Suppose that her strategy is to switch if and only if Monty opens the lower-numbered of the two doors that she did not choose initially. She wins if she chose right initially and Monty opened the higher-numbered of the other two doors, or if she chose wrong initially and Monty opened the lower-numbered of the other two doors.

The probability of the first of these alternatives is $\frac13\cdot\frac34=\frac14$.

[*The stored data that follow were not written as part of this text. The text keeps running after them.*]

PR #33434, opened 2024-10-03
chore: renamed voip related setting groups

aleksandernsilva:


tassoevan (changes requested):
It has to be handled as a breaking change -- i.e. tagged as `feat!:` and heading towards `release-7.0.0` branch.

apps/meteor/server/startup/migrations/v311.ts
```diff
@@ -0,0 +1,11 @@
+import { Settings } from '@rocket.chat/models';
+
+import { addMigration } from '../../lib/migrations';
+
+addMigration({
+	version: 305,
```
KevLehman, line 6:
```suggestion
	version: 311,
```

apps/meteor/server/startup/migrations/index.ts
```diff
@@ -37,11 +37,11 @@ import './v300';
 import './v301';
 import './v303';
 import './v304';
-import './v305';
```
KevLehman, line 40: Leave the 305 migration there and just add the new one

tassoevan (dismissed):

KevLehman (approved):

Now suppose that she guessed wrong, which of course occurs with probability $\frac23$. Consider the $3$ equally likely arrangements, CGG, GCG, and GGC. If she guessed wrong in the first one, Monty didn’t open the lower-numbered of the other two doors, since the car is behind it. If she guessed wrong in the second one, Monty opened the lower-numbered of the other two doors with probability $\frac12$. And if she guessed wrong in the third one, Monty had to open the lower-numbered of the other two doors. In short, if she guessed wrong, the probability that Monty opened the lower-numbered of the other two doors is $\frac12$. The probability of this alternative is therefore $\frac23\cdot\frac12=\frac13$.

Her probability of winning if she does switch according to this strategy is then $\frac14+\frac13=\frac7{12}$.

Answer 2

For your question to make sense, I assume you want to show that $\frac{4}{7}$ is the probability of winning if the contestant switches given that the contestant chooses door 1 and Monty opens door 3. Let $A, C, M$ be the random variables representing the number of the door which the car is behind, which the contestant chooses, and which Monty opens respectively. \begin{align} & \text{P(car is in door 2|contestant chooses door 1 and Monty opens door 3)}\\ =&P(A=2|C=1, M=3) \\ =& \frac{P(A=2,C=1, M=3)}{P(C=1, M=3)} \\ =&\frac{P(A=2,C=1, M=3)}{P(A=1,C=1, M=3)+P(A=2, C=1, M=3)} \\ =&\frac{\frac{1}{9}}{(\frac{1}{9})(\frac{3}{4})+\frac{1}{9}} \\ =&\frac{4}{7} \end{align}

Because which door Monty opens makes a difference, the probability of winning if the contestant switches depends on the doors chosen by the contestant and opened by Monty.

Edit: I suppose you can write it as follows:

$P(A \not =C|M \text{is the larger of the 2 numbers other than } C)=\frac{4}{7}$

Similarly we would have

$P(A \not =C|M \text{is the smaller of the 2 numbers other than } C)=\frac{4}{5}$